While working in Nepal, Coburn met a woman from the U.S. who had been working in the country for more than ten years before they met. They soon dated and became a couple. After living together for four years, they decided to travel the U.S. together to see if they were as compatible as they had been while living in Nepal. However, Coburn wanted to see one more person before leaving the country. 

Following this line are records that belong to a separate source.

PR #1955, opened 2021-08-12
Always return right base currency

matmair:
The dynamic base currency sometimes leads to messages like below and unneeded API calls to exchangerate.host
grafik

This PR fixes that


markdedeuge:
How does the BASE_CURRENCY function control the currency?
I couldnt find it being called anywhere.

SchrodingersGat:
Same question from me @matmair :)

matmair:
In InvenTree it doesn't, we use a function to represent that base currency. But external libraries like djmoney use the settings-value.
Because of that the exchangerate backends for example always thought falsely that the base currency changed (from USD to EUR) on startup and updated the rates.

This patch fixes this rare edge-case - mainly because I currently debug and profile InvenTrees external API-calls and this bugged me.

matmair:
@markdedeuge good question btw

SchrodingersGat:
Does django-money handle the case where `DEFAULT_CURRENCY` is a callable?

matmair:
@SchrodingersGat have not tried that, I only tested it with `BASE_CURRENCY` because that is called by the exchange-rates.

SchrodingersGat:
@matmair oops, I actually meant to type `BASE_CURRENCY`. So, to clarify, you have tested that this new `BASE_CURRENCY()` function is correctly called by django-money?

markdedeuge:
From what I could see in django-money it does not expect functions

SchrodingersGat:
@matmair any update on this?

matmair:
@SchrodingersGat I tested a lot around with getters / overriding the settings class but I think the small log message will have to stay for now 👎

PR #1957, opened 2021-08-13
BOM - show purchase price

### LINKED ISSUE #1889: Use purchase_price for BOM cost calculation

matmair:
Shows purchase prices for a BOM in the pricing modal and prices tab.
Suggested by @sintech

Fixes #1889


sintech:
Thank you @matmair looks exactly what I needed.
Unfortunately it gives me an error on my test BOM Part
image
image

sintech:
Thank you @matmair looks exactly what I needed.
Unfortunately it gives me an error on my test BOM Part:
image

It fails for sub-parts without purchase price, I think some check is needed.

matmair:
@sintech should work now.
The question is if there should be some kind of warning if not all parts are covered by purchase prices. The current method is to then use BOM and buy prices.

sintech:
> The question is if there should be some kind of warning if not all parts are covered by purchase prices. The current method is to then use BOM and buy prices.

I think it should be ok to have parts with no pricing info at all and purchase price in particular. They just have to be excluded from BOM price calculation.

eeintech:
@matmair So in this example:

image

Maybe we should have some kind of warning stating that the "Cost" lines are based on incomplete pricing information?
I guess same for the "Purchase Price" line?

matmair:
@eeintech @sintech so a small tooltip with information what information was used for calculation would be ok? I would include multiple levels of information depending on the settings.

sintech:
@matmair I think a tooltip about what prices was used for pie chart is also needed. I mean the precedence: supplier cost > internal > purchase.
And that `Unit cost` includes supplier cost + internal cost.

matmair:
@sintech moved this tooltip FR into a new issue

matmair:
@sintech does this PR work for you now?

sintech:
@matmair it is strange but it gives me an error
image

Maybe it's because I dont have any stock item for this part anymore :(
image

sintech:
@matmair seems to be working now. I had git issues...
It is pity that all purchase price info has lost with deletion of stock...

matmair:

SchrodingersGat:
Thanks @matmair this looks good on my end.

PR #1970, opened 2021-08-18
Entrypoint

SchrodingersGat:
Simplifying docker entrypoint functionality

Ref: https://github.com/inventree/InvenTree/pull/1949

This PR does the following:

- Replaces all entrypoint scripts with a simple init.sh script
- Makes greater use of the "invoke" commands to ensure other required commands are run

PR for new documentation: https://github.com/inventree/inventree-docs/pull/157


docker/Dockerfile
```diff
@@ -36,18 +36,15 @@ ENV INVENTREE_GUNICORN_WORKERS="4"
...
 
 LABEL org.label-schema.schema-version="1.0" \
       org.label-schema.build-date=${DATE} \
       org.label-schema.vendor="inventree" \
       org.label-schema.name="inventree/inventree" \
       org.label-schema.url="https://hub.docker.com/r/inventree/inventree" \
-      org.label-schema.version=${INVENTREE_VERSION} \
-      org.label-schema.vcs-url=${INVENTREE_REPO} \
-      org.label-schema.vcs-branch=${BRANCH} \
-      org.label-schema.vcs-ref=${COMMIT}
```
markdedeuge, line 50: I think this is good info to embed. I'd keep the version and commit labels

SchrodingersGat: The INVENTREE_VERSION and COMMIT vars are not actually specified anywhere. Branch and repo we could do.

markdedeuge: They should be easy enough to add to the workflow.yml builds though no?

markdedeuge:
Would you like me to remove #1949 as it conflicts with this ?

SchrodingersGat:
@markdedeuge don't remove yet - I'm using it as a reference point! Sorry to be cheeky and re-implement it :)

markdedeuge:
I'd have been happy to make any changes you needed :(

docker/Dockerfile
SchrodingersGat: Added these back in. Not sure how to add the inventree version code though?

SchrodingersGat:
> 
> 
> I'd have been happy to make any changes you needed :(

This is more so I can understand (piece by piece) what's going on :)

SchrodingersGat:
The new ENTRYPOINT / CMD setup is much more streamlined. The same entrypoint command runs in all cases (server and worker):

- Ensures correct directory structure is created
- Copies `config.yaml` file across to the required place
- Activates python venv (if required)

Previous functionality of waiting for the db to be ready (etc) is now handed off to the various `invoke` commands

SchrodingersGat:
The development docker setup has now been well tested on my setup. Much simpler workflow now :)

SchrodingersGat:
Verified that the "production" setup works in accordance with the new simplified build instructions

SchrodingersGat:
@markdedeuge most of this stuff is somewhat separate from your PR, but your PR caused me to look closely at the docker setup and find some existing issues!

markdedeuge:
Its about 90% the same as the Dockerfile + init approach isnt it?

PR #1978, opened 2021-08-19
Fix translations stats - task

matmair:
This PR fixes the errors brought up in https://github.com/inventree/inventree-docs/issues/156.

It adds a task for collecting the translations stats and runs that instead of translate - emitting the problem with all the new translation files in the git-tree.
@eeintech  thanks for pointing the error out.

### DIFF
--- a/tasks.py
+++ b/tasks.py
@@ -173,7 +173,18 @@ def static(c):
     manage(c, "collectstatic --no-input")
 
 
-@task(post=[static])
+@task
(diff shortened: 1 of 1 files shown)


eeintech:
Works great! Thanks @matmair :+1:

matmair:
> 
> 
> Works great! Thanks @matmair 👍

You are welcome - my feature my fix 👼

PR #3472, opened 2022-08-04
Depenency updates

matmair:
This PR:
- Updates all depenecies - at least the django one should be done ASAP - there is a critical security flaw in that
- Adds a workflow to daily compile the updates

<a href="https://gitpod.io/#https://github.com/inventree/InvenTree/pull/3472"></a>

### DIFF
--- a/.github/workflows/update.yml
+++ b/.github/workflows/update.yml
@@ -1,0 +1,22 @@
+name: Update dependency files regularly
+
+on:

It had been two years since Coburn visited Aama. He went to see her with his girlfriend Didi in tow. Didi was well aware of Coburn’s relationship with Aama and was looking forward to meeting this woman who was well into her mid-eighties by now. When Aama saw Didi, she said to Broughton, “You’ve brought me a daughter-in-law”.

Relieved at finding Aama still alive and healthy, on an impulse, Broughton said, “Aama, how would you like to go to America with us?”. Aama’s only daughter, Sun Maya is the first to react. She looks at the two foreigners and just laughs, imagining her eighty-four year old mother in a land where she wouldn’t know anybody or speak the language. Even Didi thinks they should discuss it further.

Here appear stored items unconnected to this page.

PR #3473, opened 2022-08-04
Tests/stocklocation and partcategory

luwol03:
This PR adds the missed tests from #3451.

@SchrodingersGat Sorry, I didn't thought you're already awake, as you normally act like 3am to my time (UTC+2 or CEST).

<a href="https://gitpod.io/#https://github.com/inventree/InvenTree/pull/3473"></a>

PR #3474, opened 2022-08-04
vscode devcontainer

luwol03:
I already shared this in this in https://github.com/inventree/InvenTree/pull/3429#issuecomment-1205407752 . I used this setup for my latest two pr #3451 , #3473 and it works great.

@SchrodingersGat what do you think of that? What IDE are you using locally?

I will create this PR as draft and if the team likes this, I'll do some improvements I have in mind.

<a href="https://gitpod.io/#https://github.com/inventree/InvenTree/pull/3474"></a>


SchrodingersGat:
@luwol03 I might need to get my head around this.

I use vscode for dev, with InvenTree running in docker-desktop:

This means that I can shell into the running containers via vscode, it's very clean! It also means that I am always running using the development docker environment.

luwol03:
@SchrodingersGat I improved it even a step further, maybe you will also like the debugger and the available syntax highlighting. I recorded a little video to show the features. Note, that the first time start will take some longer time, as the requirements needs to be fetched and the docker file be build.

https://user-images.githubusercontent.com/60048565/183087281-7df51a40-4743-41d6-b1f5-fbf19ad37309.mp4

image

.vscode/launch.json
```diff
@@ -0,0 +1,19 @@
...
+    {
+      "name": "Python: Django",
+      "type": "python",
+      "request": "launch",
+      "program": "${workspaceFolder}/InvenTree/manage.py",
+      "args": [
+        "runserver"
+      ],
+      "django": true,
+      "justMyCode": true
```
matmair, line 16: Suggestion: Add a second config with justMyCode disabled - we tend to call a lot of 3rd party packages, debugging is nearly useless without looking into those.

.pre-commit-config.yaml
```diff
@@ -15,7 +15,7 @@ repos:
     -   id: check-added-large-files
     -   id: mixed-line-ending
 -   repo: https://github.com/pycqa/flake8
-    rev: '5.0.0'
+    rev: '5.0.4'
     hooks:
```
matmair, line 19: Please Change: This is a dependency update and might lead to problems further down the line - please submit this in a new PR so we can label and reproduce it easier.

.gitignore
```diff
@@ -66,9 +66,16 @@ secret_key.txt
...
 *.code-workspace
-.vscode/
 .bash_history
 
+# https://github.com/github/gitignore/blob/main/Global/VisualStudioCode.gitignore
+.vscode/*
+#!.vscode/settings.json
+!.vscode/tasks.json
+!.vscode/launch.json
+!.vscode/extensions.json
```
matmair, line 76: Question: Won't this lead to a lot of changes in git? I have 50+ extensions in my full InvenTree dev enviroment

.devcontainer/devcontainer.json
```diff
@@ -33,26 +33,19 @@
...
+      "extensions": ["ms-python.python", "ms-python.vscode-pylance","batisteo.vscode-django"]
     }
   },
 
   // Use 'forwardPorts' to make a list of ports inside the container available locally.
   "forwardPorts": [8000],
 
   // Use 'postCreateCommand' to run commands after the container is created.
-  "postCreateCommand": "python3 -m venv venv && . venv/bin/activate && cd /workspaces/InvenTree && pip install invoke && pip install -r requirements.txt && mkdir -p dev && inv setup-dev && inv migrate && inv server",
+  "postCreateCommand": "python3 -m venv venv && . venv/bin/activate && cd /workspaces/InvenTree && pip install invoke && pip install -r requirements.txt && mkdir -p dev && inv setup-dev && inv update",
```
matmair, line 48: Suggestion: Nothing from the requirements should be needed to call inv update, if you turn around the order we code safe one action probably:
```suggestion
  "postCreateCommand": "python3 -m venv venv && . venv/bin/activate && cd /workspaces/InvenTree && pip install invoke && inv update && mkdir -p dev && inv setup-dev",
```

.devcontainer/devcontainer.json
```diff
@@ -33,26 +33,19 @@
...
+        "python.linting.pylintPath": "/usr/local/py-utils/bin/pylint"
       },
 
       // Add the IDs of extensions you want installed when the container is created.
-      "extensions": [
-        "ms-python.python",
-        "ms-python.vscode-pylance",
-        "ms-python.black-formatter"
-      ]
+      "extensions": ["ms-python.python", "ms-python.vscode-pylance","batisteo.vscode-django"]
```
matmair, line 40: Suggestion: I use a coverage extension to quickly check if new tests cover all new code @luwol03 @SchrodingersGat would that be a reasonable addition? We would need to add `coverage.py` to the dev-reqs then probably.

matmair (changes requested):
Looks good @luwol03 ; Please move the dependency update out the rest will be a great improvement.

luwol03:
@matmair thank you for your review. Ill take a deeper look later.

Good idea, please suggest useful extensions (with their identifier) we should add.

.gitignore
luwol03: I just used the template linked above, but we can comment this and uncomment as we need it. I guess in `extensions.json` we can specify extensions for usage without the devcontainer, as they are already specified in the `devcontainer.json`.

.pre-commit-config.yaml
luwol03: sorry, forgot to remove that file from committing. It was changed by some of the auto update invokes.

.devcontainer/devcontainer.json
luwol03: Do you know how to improve the testing setup as its pretty bad marked in https://github.com/inventree/InvenTree/issues/3384#issuecomment-1206799712 ? I tried to setup the test extension, but didn't got it working, so I sticked with the CLI and prints.

matmair (approved):

luwol03:
@matmair can you share the identifiers of the extensions you recommend?

.devcontainer/devcontainer.json
matmair: @luwol03 we are using the default solution for Django. It is the same as in most projects.
The test extension normally auto-discovers test if you chose the right framework at the start (unittest or pytest).

I really do not care how the code gets developed as long as the prints do not make into production code. My suggestion would be to use the debug console or start the Django shell and develop the tests in there. Most test consist of short one-liners so that usually works fine.

luwol03: Which is the correct one? unites or pytest?

matmair:
@luwol03 Github codespaces are actually pretty expensive compared to gitpod in my experience.

matmair:
@luwol03 the changes to enable my testing setup in devcontainers turned out to be quite involved.
I think it is better to add some docs to CONTRIBUTING for this changeset and merge it before this PR gets out of hand. I will make a separate PR once I figure out how to streamline the whole thing (would currently need 5+ extensions, a lot of setup and an old node.js version)

.devcontainer/devcontainer.json
matmair: @luwol03 they support the same call API. While we use unittest, both will work.

luwol03:
> @luwol03 Github codespaces are actually pretty expensive compared to gitpod in my experience.

Yeah, just wanted to mention that one if somebody will need it.


> @luwol03 the changes to enable my testing setup in devcontainers turned out to be quite involved.
> I think it is better to add some docs to CONTRIBUTING for this changeset and merge it before this PR gets out of hand. I will make a separate PR once I figure out how to streamline the whole thing (would currently need 5+ extensions, a lot of setup and an old node.js version)

So this PR can be marked as ready to review for your side and you'll add your extensions in another PR?

.devcontainer/Dockerfile
```diff
@@ -0,0 +1,23 @@
...
+RUN if [ "${NODE_VERSION}" != "none" ]; then su vscode -c "umask 0002 && . /usr/local/share/nvm/nvm.sh && nvm install ${NODE_VERSION} 2>&1"; fi
+
+# [Optional] If your pip requirements rarely change, uncomment this section to add them to the image.
+# COPY requirements.txt /tmp/pip-tmp/
+# RUN pip3 --disable-pip-version-check --no-cache-dir install -r /tmp/pip-tmp/requirements.txt \
+#    && rm -rf /tmp/pip-tmp
+
+# [Optional] Uncomment this section to install additional OS packages.
+RUN apt-get update && export DEBIAN_FRONTEND=noninteractive && \
+    apt-get -y install --no-install-recommends gettext libpangocairo-1.0-0
```
SchrodingersGat, line 18: For a fully compatible setup you should install all required system packages 

https://github.com/inventree/InvenTree/blob/e1d3392f3743f7813c0aba0705223f1442526ca7/Dockerfile#L61

.devcontainer/devcontainer.json
```diff
@@ -0,0 +1,71 @@
...
+  // Comment out to connect as root instead. More info: https://aka.ms/vscode-remote/containers/non-root.
+  "remoteUser": "vscode",
+  "features": {
+    "git": "os-provided"
+  },
+
+  "containerEnv": {
+    "INVENTREE_DB_ENGINE": "sqlite3",
+    "INVENTREE_DB_NAME": "/workspaces/InvenTree/dev/database.sqlite3",
+    "INVENTREE_MEDIA_ROOT": "/workspaces/InvenTree/inventree-data/media",
```
SchrodingersGat, line 63: I'd prefer to keep all these directories under the same directory. Currently you have them split between `./dev/` and `./inventree-data/`.

For the development docker image we use `./data/media/` `./data/static/` (etc)

SchrodingersGat:
@luwol03 while I am hesitant to have "too many" ways to achieve the same thing (in this case a development setup) this does seem like a great way to get up and running very quickly.

There are some downsides I can see:

- Limited to sqlite (fine for simple dev)
- Doesn't run the background worker process (again, fine for simple dev)

I'd be happy to see this as a "get a quick dev environment setup" tutorial (documented of course), with a lead-in to the full development setup e.g. "for a more fully featured development setup, refer to the development docker guide" or something like that.

@matmair what do you think about this? How do you see this vscode integration fitting in with our current setup guide (we have 4 currently!)

.devcontainer/devcontainer.json
luwol03: I copied this from the gitpod file. But you're right.

luwol03:
@SchrodingersGat Thank you for your feedback.

You're not limited to sqlite. You can also configure a docker compose stack in the devcontainer.json and attach to a specified service. This would be helpful to setup a database, redis, ...

### Questions

1. How do I start the work?
2. How do we make a select which of the featured levels you'd like to start? Because I guess for first time contributor who has no idea about the setup, the current state is just fine, but for you as core developer, you need more different things like different database, worker, redis, ...

SchrodingersGat:
I'm not sure how *useful* it is to fully flesh out with multiple containers etc. Even having the background worker *not* running is a good thing for development as it forces the processes to run in the server thread - great for debugging.

As for "which features should you include"... I don't know. Every new setup is another thing we need to document and support. 

I'm happy to promote this as a "developer setup" guide, and anything beyond is left to the user. 

The current setup guides do not really help with new developers who want to get stuck into coding. This would be a great addition in this regard. We should add a new setup guide to the docs specifically for developers. Your video would work well there I think

luwol03:
If we want to use that video, I would like to make a new one which shows more available features. Maybe we should also wait until @matmair added some more extensions?

luwol03:
@SchrodingersGat Please let me know what the next steps will be.

SchrodingersGat:
@luwol03 I am currently running through the process of setting up on my system to replace my dev setup.

One thing I see is that we already *have* a dockerfile which you are essentially copying (the first part of at least).

Is it possible to inherit from the Dockerfile at the top level directory? That way if we ever have to update our docker file, at least we won't have to change two files?

SchrodingersGat:
I ran into this error during the initial setup process:

image

Have you seen this?

.devcontainer/Dockerfile
```diff
@@ -0,0 +1,43 @@
...
+
+# Update pip
+RUN pip install --upgrade pip
+
+# preserve command history between container starts
+# Ref: https://code.visualstudio.com/remote/advancedcontainers/persist-bash-history
+# Folder will be created in 'postCreateCommand' in devcontainer.json as it's not preserved due to the bind mount
+RUN echo "export PROMPT_COMMAND='history -a' && export HISTFILE=/workspaces/InvenTree/dev/commandhistory/.bash_history" >> "/home/vscode/.bashrc"
+
+WORKDIR /workspaces/InvenTree
```
SchrodingersGat, line 43: Does `/workspaces/InvenTree` have to be hardcoded here? Will this still work if the user calls the workspace something else? Or *must* the user load the workspace as `InvenTree`?

SchrodingersGat:
@luwol03 I made the following patch with some small additions for a "cleaner" initial setup.

Please apply the patch and push the changes.

[devcontainer.diff.txt](https://github.com/inventree/InvenTree/files/9276193/devcontainer.diff.txt)

.devcontainer/Dockerfile
luwol03: This is the path in the container. If you want to change that you also have to specify something in the devcontainer.json which is not available in codespaces, but this should be the default.

luwol03:
> Is it possible to inherit from the Dockerfile at the top level directory? That way if we ever have to update our docker file, at least we won't have to change two files?

I don't know of any way, because we need the vscode image as base. I'd be happy if you know any ways.


> @luwol03 I made the following patch with some small additions for a "cleaner" initial setup.
> Please apply the patch and push the changes.

Thank you for the additions. They look good. I'll apply it for you, but you can also push yourself as a maintainer to my branch. You need to checkout the refs/pulls/3348 ref I guess, but this is simpler with the gh cli, it's just gh pr checkout 3348 and then you're able to push to my branch.

luwol03:
@SchrodingersGat There is one thing I have to notice here,
```diff
   // Use 'postCreateCommand' to run commands after the container is created.
-  "postCreateCommand": "mkdir -p /workspaces/InvenTree/dev/commandhistory && python3 -m venv venv && . venv/bin/activate && cd /workspaces/InvenTree && pip install invoke && inv update && mkdir -p dev && inv setup-dev",
+  "postCreateCommand": "mkdir -p /workspaces/InvenTree/dev/commandhistory && cd /workspaces/InvenTree && python3 -m venv dev/venv && . dev/venv/bin/activate && pip install invoke && inv update && inv setup-test --ignore-update --path dev/demo-dataset",
```

If we do it like this, we should make sure that `setup-test` don't run if already data exists in the database, because this command runs every time you remove you recreate your devcontainer (e.g. rebuild, delete all exited containers and then start the devcontainer again, ...). But I prefer it as a task (Use cmd pallet type `> Run task` press enter, select `setup-test` press ok, wait until complete)

luwol03:
We can share this video if you want.

https://user-images.githubusercontent.com/60048565/183285495-77d9a32c-300f-4e23-b764-1678cfeb5e51.mp4

SchrodingersGat:
> If we do it like this, we should make sure that setup-test don't run if already data exists in the database, because this command runs every time you remove you recreate your devcontainer (e.g. rebuild, delete all exited containers and then start the devcontainer again,

Ah good point. I guess it makes more sense to run the "demo data" setup as a separate action. 

The `setup-dev` command failed locally for me, I'll have to look into that some more.

SchrodingersGat:
@luwol03 I'll have another look at this hopefully tomorrow :)

luwol03:
@SchrodingersGat Can you please share the error you had with setup-dev?

matmair:
Looks good. Don't wait for the extra extensions @luwol03 , I have to rewrite several tasks for it to work seamlessly.

luwol03:
@matmair no, I'm not waiting. I already posted the video. Currently I'm waiting for @SchrodingersGat to answer my notices from his patch in https://github.com/inventree/InvenTree/pull/3474#issuecomment-1207351858 . If that's all resolved, I think we can merge this from my side.

SchrodingersGat:
> Can you please share the error you had with setup-dev?

Looks like a permission error. Still see it when running the task.

image

.devcontainer/postCreateCommand.sh
```diff
@@ -0,0 +1,14 @@
...
+cd /workspaces/InvenTree
+
+# create venv
+python3 -m venv dev/venv
+. dev/venv/bin/activate
+
+# setup inventree server
+pip install invoke
+inv update
+inv setup-test --ignore-update --path dev/demo-dataset
```
SchrodingersGat, line 14: You're right that this "setup-test" should not be performed "every time" the container is built. We should suggest it as a one-time step after setup.

Can you revert this to the "setup-dev" command?

SchrodingersGat:
Getting pretty close @luwol03 

Regarding the demo video, I would suggest a simplification to the workflow. There should be only three steps to get "up and running":

### Download / Build

Download (clone) code and build the devcontainer

### Demo Dataset

Install demo dataset with the `setup-test` task

### Debug Server

Launch the server in debug mode

luwol03:
And what is with showing the needed extension?

SchrodingersGat:
> And what is with showing the needed extension?

Sorry I don't understand what you are asking

luwol03:
@SchrodingersGat The remote containers extension is needed for all that to work. I showed that at the beginning after cloning the repo in my last video.

SchrodingersGat:
Ah understood. Yes that absolutely needs to be in there. I really liked the structure of your video. There are a number of smaller things that I guess I did not specify in my "simple three step plan" above :)

luwol03:
Can you describe exactly what you want to be in the video? And another idea would be to add litte texts to the video like Requirements, building, debugging, ... (the chapters)

SchrodingersGat:
@luwol03 I have opened a new issue on the docs site - https://github.com/inventree/inventree-docs/issues/350 - where we should discuss the documentation aspect on this. Let's keep this PR for the actual feature :)

SchrodingersGat:
I think the only outstanding item here is to work out the `setup-dev` bug which was a permission issue. @luwol03  do you have any idea why it might have failed on my end?

I'm running vscode under windows 10 if that makes any difference.

luwol03:
@SchrodingersGat Regarding to your bug, have you checked the file permissions in the container? The vscode user needs at least execute and read. Maybe find out which exact command that is and try running it directly instead through the post task.

I can only test on macos, and cannot reproduce that. I'll try that one more time later.

SchrodingersGat:
@luwol03 I'll have a look into that further. I'm happy to accept this as is, might just be my setup.

Can you have a look at https://github.com/inventree/inventree-docs/issues/350 when you have some time?

luwol03:
Oh nice, that this is merged. Yes, I already had a look at the other issue on the docs site. Great team btw.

Aama surprises all of them by answering, “Why wouldn’t I want to go? Why wouldn’t I want to see my dharma son’s and daughter-in-law’s home and meet their relatives?” And with those words, the preparation of taking Aama to the U.S. begins. 

Their travels throughout the U.S. results in Aama in America. The three unlikely travel companions spend time in Seattle, Washington—the start of their twenty-state tour of America. Aama is very spiritual and often questions why Americans don’t worship any deities or say prayers for their good fortune. 

With every natural wonder she sees—the redwood trees in California, the Pacific Ocean, the famous geyser, Old Faithful in Yellowstone National Park, she feels awed and makes a prayer for each place. Coburn and Didi also take her to the “World’s Happiest Place”— Disneyland. 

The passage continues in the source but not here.